Investing is cyclical, and Mr Penny suggests that at some point the tide will turn. The problem, as ever, is that nobody knows when.
Traditionally, smaller companies have a strong track record of outperforming larger peers, but with more volatility along the way. Given how far they are trailing today, taking a chance on them may be worthwhile, though not without risk.
But there are signs that smaller companies are picking up, with the S&P 500 and Russell 2000 running neck and neck lately. Both are up 10 per cent in the past six months, while over the past month, the US small-cap index grew 6 per cent, three times faster than its large-cap rival at 2 per cent.
Markets are currently pricing about an 85 per cent probability of a 25-basis-point Fed cut in September, with just over half a percentage point of cuts pencilled in for the rest of 2025. Historically, the Russell 2000 has delivered strong returns in the year after the Fed ends a rate-cutting cycle, Mr Shitole says, driven by improved credit conditions and stronger domestic demand.
Yet Mr Trump could come to their rescue. Smaller firms are much more exposed to their domestic economy, with small caps generating around 80 per cent of their revenue in the US compared to 60 per cent for the S&P 500.

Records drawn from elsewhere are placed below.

Issue #195, opened 2026-05-09
Research: BM25F parameter tuning via benchmarking


dean0x:
## Goal
After Wave 1 is functional, benchmark the 7-field BM25F config against baselines.

## Benchmarks
1. Standard BM25 (no fields) — baseline
2. Sourcegraph's 2-field approach (symbols vs content)
3. Our 7-field with default boosts
4. Tuned 7-field with optimized boosts

## Methodology
- Benchmark on 3+ real-world repos of different sizes
- Measure: precision@5, precision@10, MRR (mean reciprocal rank)
- Test queries: 50 representative search queries per repo

## Output
- Tuned parameters: k1, b per field, boost per field
- Benchmark report with comparison tables
- Published as comment on Research Archive #1

## Dependencies
- #10 (functional search system)

PR #247, opened 2026-05-20
feat(#195): rskim-bench crate — BM25F parameter tuning harness

dean0x:
## Summary

BM25F field boosts in rskim-search are intuition-based defaults with no empirical validation. This PR adds a new `rskim-bench` crate that provides a programmatic IR benchmark harness to measure and tune these parameters against real source code corpora.

- New `crates/rskim-bench` crate (`publish = false`) — zero changes to any existing crate
- Language-specific AST symbol extractors (Rust, Python, Go) generate ground-truth relevance judgments from the defining file of each symbol
- 4-config comparison (uniform, sourcegraph_style, default_8field, custom tuned) with MRR and Precision@K
- Coordinate descent tuner finds better BM25F parameters in ≤3 passes
- JSON + Markdown report output for CI integration

## Changes

**New crate: `crates/rskim-bench/`**
- `src/extract/` — tree-sitter AST symbol extractors for Rust, Python, Go
- `src/qrel.rs` — relevance judgment generation: extract → filter (DF≤5) → deduplicate → stratify
- `src/metrics.rs` — pure IR metrics: MRR, Precision@K, reciprocal rank
- `src/configs.rs` — 3 named BM25F configurations that all pass `validate()`
- `src/split.rs` — deterministic 60/40 train/test split via SHA-256 hash
- `src/harness.rs` — orchestrates index build → qrel gen → multi-config evaluation
- `src/tuning.rs` — coordinate descent: k1, per-field boosts, b values; converges ≤3 passes
- `src/report.rs` — JSON and Markdown output with per-repo + aggregate metrics
- `src/main.rs` — CLI: `bench`, `tune`, `qrels` subcommands
- `tests/integration.rs` — 12 integration tests covering all acceptance criteria

**Workspace change:**
- `Cargo.toml` — adds `crates/rskim-bench` to workspace members

## Breaking Changes

None. This is an additive new crate only.

## Reviewer Focus Areas

- **Qrel generation methodology** (`src/qrel.rs`): DF filter at ≤5, name length ≥4 bytes, first-occurrence deduplication, stratification targets
- **Language-specific extractors** (`src/extract/`): tree-sitter AST node kinds chosen for each language — are these the right node types?
- **Tuning convergence** (`src/tuning.rs`): coordinate descent sweep ranges and CONVERGENCE_THRESHOLD=0.001 — appropriate for the corpus size?
- **Train/test split** (`src/split.rs`): SHA-256 hash-based assignment guarantees determinism across runs
- **AC8 note**: default_8field > uniform on test MRR is verifiable once run against real corpora (sharkdp/fd, pallets/flask, gin-gonic/gin); the unit tests confirm the pipeline produces valid metrics


crates/rskim-bench/src/tuning.rs
```diff
@@ -0,0 +1,303 @@
...
+                    to_value: k1_candidate as f64,
+                    mrr_improvement: candidate_mrr - current_mrr,
+                });
+                current = candidate;
+                current_mrr = candidate_mrr;
+            }
+        }
+
+        // -- Sweep per-field boosts --
+        for field_idx in 0..8 {
```
dean0x: **[HIGH]** Hardcoded field count duplicates upstream constant

The literal `8` appears in loop bounds, array sizes, and field-name arrays. The upstream `rskim-search` defines `SearchField::count()` and `SearchField::ALL` as the single source of truth. If fields are added/removed, this code will silently produce incorrect results (truncated parameter arrays, skipped fields) rather than failing at compile time.

**Suggestion:** Use `SearchField::count()` or `SearchField::ALL.len()` for loop bounds. Define a local constant: `const N: usize = SearchField::count();` and use `[0.0f32; N]` for array sizes.

_Sources: Architecture, Complexity_

crates/rskim-bench/src/tuning.rs
```diff
@@ -0,0 +1,303 @@
...
+    }
+}
+
+/// Reconstruct a `BM25FConfig` from a `TuningResult`.
+///
+/// # Errors
+///
+/// Returns an error if the reconstructed config fails validation (shouldn't
+/// happen with well-formed tuning results).
+pub fn result_to_config(result: &TuningResult) -> anyhow::Result<BM25FConfig> {
```
dean0x, line 194: **[CRITICAL]** result_to_config silently produces wrong config when Vec lengths are < 8

`result_to_config` copies `best_field_boosts` and `best_field_b` using `.iter().take(8)`. If Vecs have fewer than 8 elements (from truncated JSON or future code changes), remaining array slots stay at `0.0`. Since 0.0 is valid per BM25F rules, validation passes silently. Result is a config that zeros out fields the caller never intended to zero, producing misleading benchmark numbers with no error or warning.

**Suggestion:** Assert the Vec lengths are exactly 8 before copying:
```rust
if result.best_field_boosts.len() != 8 || result.best_field_b.len() != 8 {
    bail!("TuningResult has wrong field count: boosts={}, b={} (expected 8 each)",
          result.best_field_boosts.len(), result.best_field_b.len());
}
```

_Sources: Reliability_

crates/rskim-bench/src/main.rs
```diff
@@ -0,0 +1,416 @@
...
+        }
+        _ => {
+            print!("{}", report::to_markdown(&bench_result, None));
+        }
+    }
+
+    Ok(())
+}
+
+fn run_tune(args: TuneArgs) -> anyhow::Result<()> {
```
dean0x: **[HIGH]** run_tune is a 134-line god function with 7+ distinct responsibilities

`run_tune` handles: corpus loading, file collection with ID assignment, qrel input construction, qrel generation, index building, train-split filtering, coordinate descent invocation with inline closure, tuning result conversion, final benchmark evaluation, and output formatting. This far exceeds the 50-line threshold and has cyclomatic complexity around 8.

**Suggestion:** Extract into named helpers:
- `load_all_repo_files()` (lines 224-248, also duplicated in run_bench/run_qrels)
- `build_index()` (lines 265-278)
- `run_tuning_evaluation()` (lines 289-306)
- `run_final_comparison()` (lines 314-338)
- `render_output()` (lines 340-350, also duplicated)

_Sources: Complexity_

crates/rskim-bench/src/main.rs
```diff
@@ -0,0 +1,416 @@
...
+        .iter()
+        .filter(|q| rskim_bench::split::assign_split(&q.query) == rskim_bench::split::Split::Train)
+        .cloned()
+        .collect();
+
+    eprintln!("Tuning on {} train qrels", train_qrels.len());
+
+    let idx_path = index_dir.path().to_path_buf();
+
+    let tuning_result = coordinate_descent(None, move |cfg: rskim_search::BM25FConfig| {
```
dean0x, line 397: **[CRITICAL]** Search errors silently swallowed in evaluate_split

`layer.search(&query).unwrap_or_default()` converts any search error (index corruption, I/O failure, deserialization error) into an empty result set. This means a broken index produces 0.0 MRR for every query, which looks identical to "no results found" rather than "the index is broken." For a benchmarking harness whose entire purpose is measuring search quality, this silently masks search failures producing misleading metrics.

**Suggestion:** Propagate the error or at minimum count and report error rates:
```rust
let results = layer.search(&query)
    .with_context(|| format!("searching for query '{}'", qrel.query))?;
```

_Sources: Reliability_

crates/rskim-bench/src/main.rs
```diff
@@ -0,0 +1,416 @@
...
+struct BenchArgs {
+    /// Path to the corpus directory (repos are cloned here if absent).
+    #[arg(long, default_value = ".bench-corpus")]
+    corpus_dir: PathBuf,
+
+    /// Path to corpus.toml (default: crates/rskim-research/corpus.toml).
+    #[arg(long)]
+    corpus_config: Option<PathBuf>,
+
+    /// Output format: json or markdown.
```
dean0x: **[HIGH]** Inconsistent format flag name across subcommands

`BenchArgs` and `TuneArgs` use `--output` (field name `output`) for the format flag, while `ReportArgs` uses `--format` (field name `format`) for the identical concept. Users must remember two different flag names for the same thing. Additionally, `ReportArgs` doc comment at line 99 references `bench --output json`, further highlighting the inconsistency.

**Suggestion:** Standardise on `--format` (matches the `skim stats --format json` convention used by main binary). Rename `output` to `format` in `BenchArgs` and `TuneArgs`.

_Sources: Consistency_

crates/rskim-bench/src/tuning.rs
```diff
@@ -0,0 +1,303 @@
...
+/// Run coordinate descent tuning.
+///
+/// # Arguments
+/// * `initial_config` — starting point (defaults to `BM25FConfig::default()` if None)
+/// * `evaluate` — closure that accepts a `BM25FConfig` and returns train-split MRR
+///
+/// # Returns
+///
+/// `TuningResult` with the best config found, convergence trace, and pass count.
+pub fn coordinate_descent<F>(initial_config: Option<BM25FConfig>, mut evaluate: F) -> TuningResult
```
dean0x, line 106: **[HIGH]** coordinate_descent is 109-line function with 4-level nesting and repetitive sweep blocks

The function contains three structurally identical "sweep" blocks (k1 sweep at lines 59-79, boost sweep at lines 82-107, b sweep at lines 111-136). Each follows the same pattern: iterate candidates, build config, validate, evaluate, compare, update if better. Nesting reaches 4 levels (pass loop > field loop > candidate loop > improvement check). Exceeds 50-line threshold by 2x.

**Suggestion:** Extract a generic `sweep_parameter` helper that takes candidates, a config-builder closure, and current best, returning the updated best. This would reduce three sweep blocks to three one-line calls.

_Sources: Complexity_

crates/rskim-bench/src/harness.rs
```diff
@@ -0,0 +1,389 @@
...
+    let mut rrs: Vec<f64> = Vec::with_capacity(qrels.len());
+    let mut p_at_5_sum = 0.0f64;
+    let mut p_at_10_sum = 0.0f64;
+    let mut found_at_rank_1 = 0usize;
+
+    for qrel in qrels {
+        let mut query = SearchQuery::new(&qrel.query);
+        query.limit = Some(TOP_K);
+
+        let results = layer.search(&query).unwrap_or_default();
```
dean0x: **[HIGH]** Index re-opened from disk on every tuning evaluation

So, how to invest? Most say new investors will favour a fund over individual stocks, and this is an area where active fund managers often claim they can shine, by picking out tomorrow’s winners.
Yet in one respect, ETFs may also be part of the small-cap problem. The relentless popularity of passive investing has channelled ever more money into the biggest stocks, squeezing out smaller ones.
For now, the giants remain in charge, but smaller companies are stirring. Patient investors willing to stomach the volatility could find today’s deep discounts hard to ignore. Others may struggle to tear themselves away from the mega-caps.